When the HDFS and HBase clients access the server, hostname is used to configure the server address. Therefore, the hosts configuration of all nodes to be accessed must be saved in the /etc/hosts file on the client. You can add the host of the peer cluster node to the /etc/hosts file of the client node in advance.
- Access Hive Metastore: Replace the hive-site.xml file in the conf directory of the Spark client in cluster 1 with the hive-site.xml file in the conf directory of the Spark client in cluster 2.
  After the preceding operations are performed, you can use Spark SQL to access Hive MetaStore. To access Hive table data, you need to perform the operations in • Access HDFS of two clusters at the same time: and set nameservice of the peer cluster to LOCATION.
- Access HBase of the peer cluster.
  1. Configure the IP addresses and host names of all ZooKeeper nodes and HBase nodes in cluster 2 in the /etc/hosts file on the client node of cluster 1.
  2. Replace the hbase-site.xml file in the conf directory of the Spark client in cluster 1 with the hbase-site.xml file in the conf directory of the Spark client in cluster 2.
- Access Kafka: Set the address of the Kafka Broker to be accessed to the Kafka Broker address in cluster 2.
- Access HDFS of two clusters at the same time:
  - Two tokens with the same NameService cannot be obtained at the same time.

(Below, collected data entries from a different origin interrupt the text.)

PR #699, opened 2026-04-30
🔊(backend) log wopi max expected file size in get_file_content action

lunika:
## Purpose

In the get_file_content action we want to log the received max expected file size when this one is lower than the file size the user wants to edit. This will help us to correctly configure the WOPI host.

## Proposal

- [x] 🔊(backend) log wopi max expected file size in get_file_content action

### DIFF
--- a/src/backend/wopi/viewsets.py
+++ b/src/backend/wopi/viewsets.py
@@ -126,6 +126,11 @@ class WopiViewSet(viewsets.ViewSet):
         head_object = get_item_file_head_object(item)
         if max_expected_size:
             if int(head_object["ContentLength"]) > int(max_expected_size):
+                logger.info(
+                    "get_file_content: file size %s exceeds X-WOPI-MaxExpectedSize header value %s",
+                    int(head_object["ContentLength"]),
+                    int(max_expected_size),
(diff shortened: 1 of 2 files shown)


src/backend/wopi/viewsets.py
```diff
@@ -126,6 +126,14 @@ def _get_file_content(self, request, pk=None):
...
         if max_expected_size:
             if int(head_object["ContentLength"]) > int(max_expected_size):
+                logger.info(
+                    "get_file_content: The file size is higher than the X-WOPI-MaxExpectedSize "
+                    "header value. %r",
+                    {
+                        "file_size": int(head_object["ContentLength"]),
+                        "max_expected_size": int(max_expected_size),
+                    },
+                )
```
kernicPanel, line 133: IMO, using %s would be more consistent with existing logs.

```suggestion
                logger.info(
                    "get_file_content: file size %s exceeds X-WOPI-MaxExpectedSize header value %s",
                    int(head_object["ContentLength"]),
                    int(max_expected_size),
                )
```

kernicPanel (approved):

PR #700, opened 2026-05-04
♻️(frontend) move the file preview to ui-kit

NathanVss:
The file preview (PDF, image, video, audio, WOPI, error/unsupported, controls, navigation) now lives in the ui-kit. We drop the in-app implementation under `features/ui/preview/` and keep only a thin `CustomFilesPreview` wrapper that maps `Item` to `FilePreviewType` and plugs in the share modal, info sidebar and posthog event.

The local file icon catalog (MIME_MAP, KNOWN_EXTENSIONS, etc.) is also gone, replaced by the ui-kit `FileIcon`. We keep only the drive-specific bits (folders, suspicious uploads) through `getItemExtendedIcon`.

Detailed preview behavior is now covered by Playwright CT in the ui-kit, so the drive e2e suite only keeps smoke checks: upload → open → render for PDF, image, video, audio, plus prev/next navigation.


src/frontend/apps/drive/src/features/explorer/utils/mimeTypes.ts
```diff
@@ -1,251 +1,18 @@
...
-  if (mimetype?.startsWith("audio/")) {
-    return MimeCategory.AUDIO;
-  }
-  if (mimetype?.startsWith("video/")) {
-    return MimeCategory.VIDEO;
-  }
-
-  return MimeCategory.OTHER;
-};
+export { getMimeCategory, ICONS, MimeCategory, removeFileExtension };
```
PanchoutNathan: For what ? If it's not going to change everywhere it's used, that's not a good reason for me haha

PanchoutNathan (approved):

PanchoutNathan:
Can you add a description for this PR plz ?

src/frontend/apps/drive/src/features/explorer/utils/mimeTypes.ts
NathanVss: Indeed, refactored automated

PR #710, opened 2026-05-15
🐛(media-auth) strip X-Amz-* query params before SigV4 re-signing

etiquet:
## Purpose

Every `GET /media/<key>` returns **403 SignatureDoesNotMatch** when the Drive is deployed behind an nginx-ingress that uses the documented `auth-url` / `auth-response-headers` pattern against `/api/v1.0/items/media-auth/`.

## Root cause

`generate_s3_authorization_headers()` (`core/api/utils.py`) uses `boto3.generate_presigned_url("get_object")` to produce a URL, then re-signs that URL header-based with `S3SigV4Auth`.

The URL returned by `generate_presigned_url()` **always** contains the X-Amz-* query parameters (`X-Amz-Algorithm`, `X-Amz-Credential`, `X-Amz-Date`, `X-Amz-Expires`, `X-Amz-SignedHeaders`, `X-Amz-Signature`). These get hashed into the **canonical_query_string** component of the signed canonical request.

But nginx-ingress' `auth-response-headers` annotation only propagates the 3 SigV4 headers (`Authorization`, `X-Amz-Date`, `X-Amz-Content-SHA256`) to the upstream S3 request — the original X-Amz-* query params are **not** propagated. S3 thus computes a canonical request with empty `canonical_query_string`, gets a different hash, and rejects the request:

```xml
<Error><Code>SignatureDoesNotMatch</Code>...</Error>
```

## Verified on

- **Scaleway S3** (fr-par region), bucket configured via `AWS_S3_ENDPOINT_URL=https://s3.fr-par.scw.cloud` (path-style addressing). Tested against `lasuite/drive-backend:latest` shipped 2026-04-19.

## Fix

```python
url = url.split("?", 1)[0]
```

Stripped the query string before constructing the `AWSRequest`. The canonical_query_string is now empty, matching what nginx sends to S3.

## Test gap

The existing test suite (`test_api_items_media_auth.py`) only asserts the presence of `"AWS4-HMAC-SHA256 Credential="` on the `Authorization` header — it never actually exercises the SigV4 against a real S3 endpoint. End-to-end the bug was hidden.

## Out of scope but related

- `nginx.ingress.kubernetes.io/upstream-vhost` must be aligned with what boto3 produces (path-style: `s3.<region>.scw.cloud`, virtual-hosted: `<bucket>.s3.<region>.scw.cloud`). Misalignment between addressing styles is a separate cause of `SignatureDoesNotMatch`.

🤖 Generated with [Claude Code](https://claude.com/claude-code)


etiquet:
pushed pr on the wrong repos, sorry.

Therefore, the NameServices of the HDFS in two clusters must be different. For example, one is hacluster, and the other is test.
    1. Obtain the following configurations from the hdfs-site.xml file of cluster 2 and add them to the hdfs-site.xml file in the conf directory of the Spark client in cluster 1:
      dfs.nameservices.mappings, dfs.nameservices, dfs.namenode.rpc-address.test.*, dfs.ha.namenodes.test, and dfs.client.failover.proxy.provider.test
      
      The following is an example:
```
<property>
<name>dfs.nameservices.mappings</name>
<value>[{"name":"hacluster","roleInstances":["14","15"]},{"name":"test","roleInstances":["16","17"]}]</value>
</property>
<property>
<name>dfs.nameservices</name>
<value>hacluster,test</value>
</property>
<property>
<name>dfs.namenode.rpc-address.test.16</name>
<value>192.168.0.1:8020</value>
</property>
<property>
<name>dfs.namenode.rpc-address.test.17</name>
<value>192.168.0.2:8020</value>
</property>
<property>
<name>dfs.ha.namenodes.test</name>
<value>16,17</value>
</property>
<property>
<name>dfs.client.failover.proxy.provider.test</name>
<value>org.apache.hadoop.hdfs.server.namenode.ha.ConfiguredFailoverProxyProvider</value>
</property>
```
    1. Modify spark.yarn.extra.hadoopFileSystems = hdfs://test and spark.hadoop.hdfs.externalToken.enable = true in the spark-defaults.conf configuration file under the conf directory on the Spark client of cluster 1.
```
spark.yarn.extra.hadoopFileSystems = hdfs://test
spark.hadoop.hdfs.externalToken.enable = true
```
    1. In the application submission command, add the --keytab and --principal parameters and set them to the user who submits the task in cluster1.
    2. Use the Spark client of cluster1 to submit the application. Then, the two HDFS services can be accessed at the same time.
- Access HBase of two clusters at the same time:
  1. Modify spark.hadoop.hbase.externalToken.enable = true in the spark-defaults.conf configuration file under the conf directory on the Spark client of cluster 1.
```
spark.hadoop.hbase.externalToken.enable = true
```
  2. When accessing HBase, you need to use the configuration file of the corresponding cluster to create a Configuration object for creating a Connection object.
  3. In an MRS cluster, tokens of multiple HBase services can be obtained at the same time to solve the problem that the executor cannot access HBase. The method is as follows:
    Assume that you need to access HBase of the current cluster and HBase of cluster2. Save the hbase-site.xml file of cluster2 in a compressed package named external_hbase_conf***, and use --archives to specify the compressed package when submitting the command.